ASSIGNMENT -
Repeat the records below exactly.

(THE DATA Opens)

PR #57, opened 2016-12-06
Remove unnecessary 'null' check before 'instanceof' expression.

dbmalkovsky:
Since the instanceof operator always returns false for null, there is no need to have an additional null check.

Here is an example of the change:
   ` if (x != null && x instanceof String) { ... }`
Becomes:
    `if (x instanceof String) { ... }`

Also made a small change to one Javadoc instance that defined a parameter that did not exist.


dbmalkovsky:
The conflicts for this request have been resolved.

PR #58, opened 2016-12-06
JavaDoc improvements

dbmalkovsky:
The changes are only to JavaDoc and the changes made are the low hanging fruit; that is the easy changes without digging too deeply into the recent refactoring.


dbmalkovsky:
The conflicts for this PR have been fixed.

I will make another pass through the code sometime in the near future.

tijsrademakers:
Hi David,

See a couple of issues in the PR:

* @see {}https://activiti.atlassian.net/browse/ACT-1847} -> {} at the begin instead of {
* @throw InterruptedException -> should be @throws I think

Could you have a look?

dbmalkovsky:
Fixed those two occurrences and found a few more that were wrong in master.

PR #63, opened 2016-12-12
Use character for single character string

dbmalkovsky:
Replace string literals of length one being used in concatenation with equivalent character literals, gaining some performance enhancement.


tijsrademakers:
Hi David,

I would propose to keep the double quote strings like they are right now. The performance gain is minimal and the code doesn't improve with this change to my opinion. But open for other opinions of course.

Best regards,

Tijs

dbmalkovsky:
Other than the _small_ performance gain it does make it more consistent with existing code that does you the single character in the current code base.

But that is just one man's opinion....

tijsrademakers:
Closing PR for now, feel free to reopen when there are more opinions that this should be changed.

PR #72, opened 2016-12-13
Add missing whitespace in messages

dbmalkovsky:
Minor change to add missing whitespace to message text.


modules/flowable-spring/src/test/java/org/flowable/spring/test/email/MockEmailTransport.java
```diff
@@ -28,7 +28,7 @@ public void sendMessage(Message message, Address[] addresses) throws MessagingEx
     try {
       logger.info(message.getContent().toString());
     } catch (IOException ex) {
-      logger.error("Error occured while sending email" + ex);
+      logger.error("Error occured while sending email: " + ex);
```
PascalSchumacher: I guess `logger.error("Error occurred while sending email", ex);` would be even better. What do you think?

PR #77, opened 2016-12-14
Add support for rescheduling a timer via a service task.

roberthafner:
Here is the initial prototype support for rescheduling a boundary or intermediate timer using a message catching event that flows into the rescheduling service task. 

FYI, I'm not sure how to make this functionality work for the case of an intermediate timer in a multi-instance subprocess. For that case, I believe it will reschedule the timers (defined with the save intermediate catching event) across all of the subprocess instance while the client may want to be able to reschedule a timer in a single subprocess instance. Let me know if you have any thoughts on how this PR could be improved to support that. 

Thanks!
Rob


roberthafner:
I'm closing this PR while we continue to discuss the best way to support this type of functionality in the forums.  

Rob

PR #87, opened 2016-12-16
Duplicate condition in if stmt or condition

dbmalkovsky:
In one case ".map" was included twice and in the other "png".

Question: In the skipAuthenticationCheck() method should "'tif", "tiff", and "jpeg" be included also?


tijsrademakers:
@dbmalkovsky Yes I think they should also be included in the skipAuthenticationCheck

PR #103, opened 2016-12-21
Modifiers should be specified in the canonical preferred order

dbmalkovsky:
Addresses issue #3 from the [standards forum post](http://forum.flowable.org/t/coding-style-and-standards/154).


tijsrademakers:
Hi David, in the REST resources @ResponseBody seems to have been moved in the wrong place, or was this on purpose?

dbmalkovsky:
Just following the [Spring docs](http://docs.spring.io/spring/docs/current/spring-framework-reference/html/mvc.html#mvc-ann-responsebody) where they put in on the method itself.  I can undo this if you don't want it.

tijsrademakers:
Right, see it as well. In the Spring docs it's placed under the @RequestMapping notation instead of above, maybe we should follow that pattern as well?

dbmalkovsky:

(THE DATA Closes)

ANSWER BOX -
PR #57, opened 2016-12-06
Remove unnecessary 'null' check before 'instanceof' expression.

dbmalkovsky:
Since the instanceof operator always returns false for null, there is no need to have an additional null check.

Here is an example of the change:
   ` if (x != null && x instanceof String) { ... }`
Becomes:
    `if (x instanceof String) { ... }`

Also made a small change to one Javadoc instance that defined a parameter that did not exist.


dbmalkovsky:
The conflicts for this request have been resolved.

PR #58, opened 2016-12-06
JavaDoc improvements

dbmalkovsky:
The changes are only to JavaDoc and the changes made are the low hanging fruit; that is the easy changes without digging too deeply into the recent refactoring.


dbmalkovsky:
The conflicts for this PR have been fixed.

I will make another pass through the code sometime in the near future.

tijsrademakers:
Hi David,

See a couple of issues in the PR:

* @see {}https://activiti.atlassian.net/browse/ACT-1847} -> {} at the begin instead of {
* @throw InterruptedException -> should be @throws I think

Could you have a look?

dbmalkovsky:
Fixed those two occurrences and found a few more that were wrong in master.

PR #63, opened 2016-12-12
Use character for single character string

dbmalkovsky:
Replace string literals of length one being used in concatenation with equivalent character literals, gaining some performance enhancement.


tijsrademakers:
Hi David,

I would propose to keep the double quote strings like they are right now. The performance gain is minimal and the code doesn't improve with this change to my opinion. But open for other opinions of course.

Best regards,

Tijs

dbmalkovsky:
Other than the _small_ performance gain it does make it more consistent with existing code that does you the single character in the current code base.

But that is just one man's opinion....

tijsrademakers:
Closing PR for now, feel free to reopen when there are more opinions that this should be changed.

PR #72, opened 2016-12-13
Add missing whitespace in messages

dbmalkovsky:
Minor change to add missing whitespace to message text.


modules/flowable-spring/src/test/java/org/flowable/spring/test/email/MockEmailTransport.java
```diff
@@ -28,7 +28,7 @@ public void sendMessage(Message message, Address[] addresses) throws MessagingEx
     try {
       logger.info(message.getContent().toString());
     } catch (IOException ex) {
-      logger.error("Error occured while sending email" + ex);
+      logger.error("Error occured while sending email: " + ex);
```
PascalSchumacher: I guess `logger.error("Error occurred while sending email", ex);` would be even better. What do you think?

PR #77, opened 2016-12-14
Add support for rescheduling a timer via a service task.

roberthafner:
Here is the initial prototype support for rescheduling a boundary or intermediate timer using a message catching event that flows into the rescheduling service task. 

FYI, I'm not sure how to make this functionality work for the case of an intermediate timer in a multi-instance subprocess. For that case, I believe it will reschedule the timers (defined with the save intermediate catching event) across all of the subprocess instance while the client may want to be able to reschedule a timer in a single subprocess instance. Let me know if you have any thoughts on how this PR could be improved to support that. 

Thanks!
Rob


roberthafner:
I'm closing this PR while we continue to discuss the best way to support this type of functionality in the forums.  

Rob

PR #87, opened 2016-12-16
Duplicate condition in if stmt or condition

dbmalkovsky:
In one case ".map" was included twice and in the other "png".

Question: In the skipAuthenticationCheck() method should "'tif", "tiff", and "jpeg" be included also?


tijsrademakers:
@dbmalkovsky Yes I think they should also be included in the skipAuthenticationCheck

PR #103, opened 2016-12-21
Modifiers should be specified in the canonical preferred order

dbmalkovsky:
Addresses issue #3 from the [standards forum post](http://forum.flowable.org/t/coding-style-and-standards/154).


tijsrademakers:
Hi David, in the REST resources @ResponseBody seems to have been moved in the wrong place, or was this on purpose?

dbmalkovsky:
Just following the [Spring docs](http://docs.spring.io/spring/docs/current/spring-framework-reference/html/mvc.html#mvc-ann-responsebody) where they put in on the method itself.  I can undo this if you don't want it.

tijsrademakers:
Right, see it as well. In the Spring docs it's placed under the @RequestMapping notation instead of above, maybe we should follow that pattern as well?

dbmalkovsky:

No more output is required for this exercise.